_The problem:_ Look through the entries for the string "headers" and copy every line where it shows up.

_Stored items:_
☆ ☆ ☆
PR #9867, opened 2025-08-25
Fix servlet do_GET header logic

fw42:
When running a jekyll dev webrick server locally (with livereload) while having extra headers configured through the config, responses for certain files don't get the headers applied (for example non-html responses). This PR fixes that.

I originally found this bug by using the following config
```yaml
webrick:
  headers:
    Access-Control-Allow-Origin: "*"
```
in combination with the `jekyll-feed` plugin. When loading the feed (which has content-type xml), I noticed that the headers are missing, but are present for other (html) files.

@ashmaroli @parkr

### DIFF
--- a/lib/jekyll/commands/serve/servlet.rb
+++ b/lib/jekyll/commands/serve/servlet.rb
@@ -160,9 +160,7 @@ module Jekyll
         def do_GET(req, res)
           rtn = super
 
-          if @jekyll_opts["livereload"]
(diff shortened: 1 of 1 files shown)


parkr (approved):
Thanks! I guess we didn't write automated tests for this behavior.

fw42:
@parkr: anyone else I should be pinging for review before this can get merged?

mattr-:
Will try to cut 4.5 soon to get this released but am also super busy at the moment, so please be patient with me. 😄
☆ ☆ ☆
_Answer box:_
When running a jekyll dev webrick server locally (with livereload) while having extra headers configured through the config, responses for certain files don't get the headers applied (for example non-html responses). This PR fixes that.
  headers:
in combination with the `jekyll-feed` plugin. When loading the feed (which has content-type xml), I noticed that the headers are missing, but are present for other (html) files.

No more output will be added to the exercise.